PR #12750, opened 2023-06-26
Fix: Fixed issue where the System version of VS Code wasn't detected

ferrariofilippo:
**Resolved / Related Issues**

**Validation**
   1. Install VS Code (System)
   2. Navigate to a git repository


src/Files.App/Helpers/SoftwareHelpers.cs
```diff
@@ -11,16 +11,34 @@ public static bool IsVSCodeInstalled()
...
+
+			return true;
+		}
+
+		private static bool ContainsName(RegistryKey? key, string find)
+		{
+			if (key is null)
+				return false;
 
+			string? displayName;
```
mafra99, line 37: declaration of `displayName` could be moved into the foreach loop

mafra99 (commented):
I have tested the changes, works as expected, Open in VS code is now displayed

src/Files.App/Helpers/SoftwareHelpers.cs
ferrariofilippo: Won't that impact performance? It would declare a new variable at each cycle. I know it wouldn't make that much difference

mafra99: I am pretty sure that it doesn't

if you look at the lowered code you will see that there is no difference, example  [here](https://sharplab.io/#v2:EYLgtghglgdgPgAQEwEYCwAoBAGABAlAFgG5NMEBmfJXAYVwG9dnNnnLdgB7LgG1wAqAUwDOAFxQAKADJRxAHgLYAfLgDWQgJ4iANLgDKYgE6wA5rgBmsACYBKVmwaYAkK4tcjQiAGMAFrkkANwgjXBEAV2AAaS1cWHUtEXsMV2cnFNSlAH5cazkAB14ITQA5CDAhXABeMMiYzQA6aSEYUzFfBoEuQxNWyVtSDNcoCwCAQiUGgEkREvDeXgB5IwB1XygxIX18nyFJPJFC4rKK21wAMnPcgqLS8qEGwxCxERWN30krGDtk1LSXP4IADsuGM4SEgz+AF8Ac4YRhYcDLBBeCIIQ5mPC2LgMfgqNw+IJRGIkDI5GJFCgVAltHoemZLDZktj0pkqTkDkc7hVIW4PF4/AFgqEItFYvENNpfq5WalObcTpUaqL6k0Wm0Ol16X0BrDnCNxpMZnMFss1hstjtvHt5cd7mdLtdDgr7o8xM9Xu9PkzpTK9c4kWD0UM4bD4YiQRYUWjBtj4VCgA=)

src/Files.App/Helpers/SoftwareHelpers.cs
```diff
@@ -11,16 +11,33 @@ public static bool IsVSCodeInstalled()
 		{
 			string registryKey = @"Software\Microsoft\Windows\CurrentVersion\Uninstall";
 
-			var key = Registry.CurrentUser.OpenSubKey(registryKey);
+			return
+				ContainsName(Registry.CurrentUser.OpenSubKey(registryKey), "Microsoft Visual Studio Code") ||
+				ContainsName(Registry.LocalMachine.OpenSubKey(registryKey), "Microsoft Visual Studio Code");
```
QuaintMako, line 16: Put `Microsoft Visual Studio Code` in a variable since it's repeated.

QuaintMako (approved):
LGTM codewise, I cannot test it for now though.

PR #12810, opened 2023-06-30
Feature: Display Git details in the Details Pane

### LINKED ISSUE #12779: Feature: Include Git Repo name and current branch in Folder's Details pane

Can we display basic git info on the Details page?  Repo name, and current branch?
Of course any more detailed Git info would need to be in its own tab/page.

I think if the Status Bar Buttons are being collapsed or truncated, the details pane may be a useful place to have the branch name visible
the full git tab, will be quite busy, and it seems like a top level enough "detail" to display.

This should probably also be displayed in the Properties Dialog also.

image

image

### Requirements

- This proposal will ensure git repo folders are recognisable on the main details page.

### Files Version

2.5.10

### Windows Version

22621.1928

### Comments

_No response_

QuaintMako:
**Resolved / Related Issues**
   Closes #12779 

**Validation**
   1. Tried on a unsynchronized repository with no origin and no commit. No data is displayed.

**Screenshots**

Screenshot_1

### DIFF
--- a/src/Files.App/Resources/PreviewPanePropertiesInformation.json
+++ b/src/Files.App/Resources/PreviewPanePropertiesInformation.json
@@ -468,15 +468,14 @@
 		"ID": null
 	},
 	{
-		"NameResource": "FileTags",
+		"NameResource": "GitOriginRepositoryName",
 		"SectionResource": "PropertySectionCore",
 		"IsReadOnly": true,
-		"ID": "filetag"
+		"ID": null
 	},
 	{
-		"NameResource": "GitBranch",
+		"NameResource": "GitCurrentBranch",
 		"SectionResource": "PropertySectionCore",
-		"Property": null,
 		"IsReadOnly": true,
 		"ID": null
 	}
--- a/src/Files.App/Resources/PreviewPanePropertiesInformation.json
+++ b/src/Files.App/Resources/PreviewPanePropertiesInformation.json
@@ -478,5 +478,11 @@
 		"SectionResource": "PropertySectionCore",
 		"IsReadOnly": true,
 		"ID": null
+	},
+	{
+		"NameResource": "FileTags",
+		"SectionResource": "PropertySectionCore",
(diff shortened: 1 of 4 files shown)


yaira2:
Isn't the repo name the same as the folder?

src/Files.App/Resources/PreviewPanePropertiesInformation.json
```diff
@@ -467,6 +467,18 @@
...
+		"SectionResource": "PropertySectionCore",
+		"IsReadOnly": true,
+		"ID": null
+	},
+	{
+		"NameResource": "GitCurrentBranch",
+		"SectionResource": "PropertySectionCore",
+		"IsReadOnly": true,
+		"ID": null
+	},
```
yaira2, line 481: Because the tags field is often blank, it might look better to put these after tags. Alternatively we can hide the tags field when there aren't any tags.

mdtauk: Hiding tags when there are none is a good option.

Alternatively you could have an Add Tag button here, possibly with text saying "This file/folder currently has no tags attached"

mdtauk: As "tags" is pluralised, maybe this icon is more appropriate...
image

QuaintMako: The "Add Tag" is a pretty good idea @mdtauk, I'd suggest opening a feature request for that.

mdtauk: done #12821

QuaintMako: > Because the tags field is often blank, it might look better to put these after tags. Alternatively we can hide the tags field when there aren't any tags.

Tags and git info switched.

yaira2 (approved):
LGTM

◇ ◇ ◇ ◇ ◇

Aim of the exercise = The response should consist of all the entries, transcribed exactly.

Task answer =
PR #12750, opened 2023-06-26
Fix: Fixed issue where the System version of VS Code wasn't detected

ferrariofilippo:
**Resolved / Related Issues**

**Validation**
   1. Install VS Code (System)
   2. Navigate to a git repository


src/Files.App/Helpers/SoftwareHelpers.cs
```diff
@@ -11,16 +11,34 @@ public static bool IsVSCodeInstalled()
...
+
+			return true;
+		}
+
+		private static bool ContainsName(RegistryKey? key, string find)
+		{
+			if (key is null)
+				return false;
 
+			string? displayName;
```
mafra99, line 37: declaration of `displayName` could be moved into the foreach loop

mafra99 (commented):
I have tested the changes, works as expected, Open in VS code is now displayed

src/Files.App/Helpers/SoftwareHelpers.cs
ferrariofilippo: Won't that impact performance? It would declare a new variable at each cycle. I know it wouldn't make that much difference

mafra99: I am pretty sure that it doesn't

if you look at the lowered code you will see that there is no difference, example  [here](https://sharplab.io/#v2:EYLgtghglgdgPgAQEwEYCwAoBAGABAlAFgG5NMEBmfJXAYVwG9dnNnnLdgB7LgG1wAqAUwDOAFxQAKADJRxAHgLYAfLgDWQgJ4iANLgDKYgE6wA5rgBmsACYBKVmwaYAkK4tcjQiAGMAFrkkANwgjXBEAV2AAaS1cWHUtEXsMV2cnFNSlAH5cazkAB14ITQA5CDAhXABeMMiYzQA6aSEYUzFfBoEuQxNWyVtSDNcoCwCAQiUGgEkREvDeXgB5IwB1XygxIX18nyFJPJFC4rKK21wAMnPcgqLS8qEGwxCxERWN30krGDtk1LSXP4IADsuGM4SEgz+AF8Ac4YRhYcDLBBeCIIQ5mPC2LgMfgqNw+IJRGIkDI5GJFCgVAltHoemZLDZktj0pkqTkDkc7hVIW4PF4/AFgqEItFYvENNpfq5WalObcTpUaqL6k0Wm0Ol16X0BrDnCNxpMZnMFss1hstjtvHt5cd7mdLtdDgr7o8xM9Xu9PkzpTK9c4kWD0UM4bD4YiQRYUWjBtj4VCgA=)

src/Files.App/Helpers/SoftwareHelpers.cs
```diff
@@ -11,16 +11,33 @@ public static bool IsVSCodeInstalled()
 		{
 			string registryKey = @"Software\Microsoft\Windows\CurrentVersion\Uninstall";
 
-			var key = Registry.CurrentUser.OpenSubKey(registryKey);
+			return
+				ContainsName(Registry.CurrentUser.OpenSubKey(registryKey), "Microsoft Visual Studio Code") ||
+				ContainsName(Registry.LocalMachine.OpenSubKey(registryKey), "Microsoft Visual Studio Code");
```
QuaintMako, line 16: Put `Microsoft Visual Studio Code` in a variable since it's repeated.

QuaintMako (approved):
LGTM codewise, I cannot test it for now though.

PR #12810, opened 2023-06-30
Feature: Display Git details in the Details Pane

### LINKED ISSUE #12779: Feature: Include Git Repo name and current branch in Folder's Details pane

Can we display basic git info on the Details page?  Repo name, and current branch?
Of course any more detailed Git info would need to be in its own tab/page.

I think if the Status Bar Buttons are being collapsed or truncated, the details pane may be a useful place to have the branch name visible
the full git tab, will be quite busy, and it seems like a top level enough "detail" to display.

This should probably also be displayed in the Properties Dialog also.

image

image

### Requirements

- This proposal will ensure git repo folders are recognisable on the main details page.

### Files Version

2.5.10

### Windows Version

22621.1928

### Comments

_No response_

QuaintMako:
**Resolved / Related Issues**
   Closes #12779 

**Validation**
   1. Tried on a unsynchronized repository with no origin and no commit. No data is displayed.

**Screenshots**

Screenshot_1

### DIFF
--- a/src/Files.App/Resources/PreviewPanePropertiesInformation.json
+++ b/src/Files.App/Resources/PreviewPanePropertiesInformation.json
@@ -468,15 +468,14 @@
 		"ID": null
 	},
 	{
-		"NameResource": "FileTags",
+		"NameResource": "GitOriginRepositoryName",
 		"SectionResource": "PropertySectionCore",
 		"IsReadOnly": true,
-		"ID": "filetag"
+		"ID": null
 	},
 	{
-		"NameResource": "GitBranch",
+		"NameResource": "GitCurrentBranch",
 		"SectionResource": "PropertySectionCore",
-		"Property": null,
 		"IsReadOnly": true,
 		"ID": null
 	}
--- a/src/Files.App/Resources/PreviewPanePropertiesInformation.json
+++ b/src/Files.App/Resources/PreviewPanePropertiesInformation.json
@@ -478,5 +478,11 @@
 		"SectionResource": "PropertySectionCore",
 		"IsReadOnly": true,
 		"ID": null
+	},
+	{
+		"NameResource": "FileTags",
+		"SectionResource": "PropertySectionCore",
(diff shortened: 1 of 4 files shown)


yaira2:
Isn't the repo name the same as the folder?

src/Files.App/Resources/PreviewPanePropertiesInformation.json
```diff
@@ -467,6 +467,18 @@
...
+		"SectionResource": "PropertySectionCore",
+		"IsReadOnly": true,
+		"ID": null
+	},
+	{
+		"NameResource": "GitCurrentBranch",
+		"SectionResource": "PropertySectionCore",
+		"IsReadOnly": true,
+		"ID": null
+	},
```
yaira2, line 481: Because the tags field is often blank, it might look better to put these after tags. Alternatively we can hide the tags field when there aren't any tags.

mdtauk: Hiding tags when there are none is a good option.

Alternatively you could have an Add Tag button here, possibly with text saying "This file/folder currently has no tags attached"

mdtauk: As "tags" is pluralised, maybe this icon is more appropriate...
image

QuaintMako: The "Add Tag" is a pretty good idea @mdtauk, I'd suggest opening a feature request for that.

mdtauk: done #12821

QuaintMako: > Because the tags field is often blank, it might look better to put these after tags. Alternatively we can hide the tags field when there aren't any tags.

Tags and git info switched.

yaira2 (approved):
LGTM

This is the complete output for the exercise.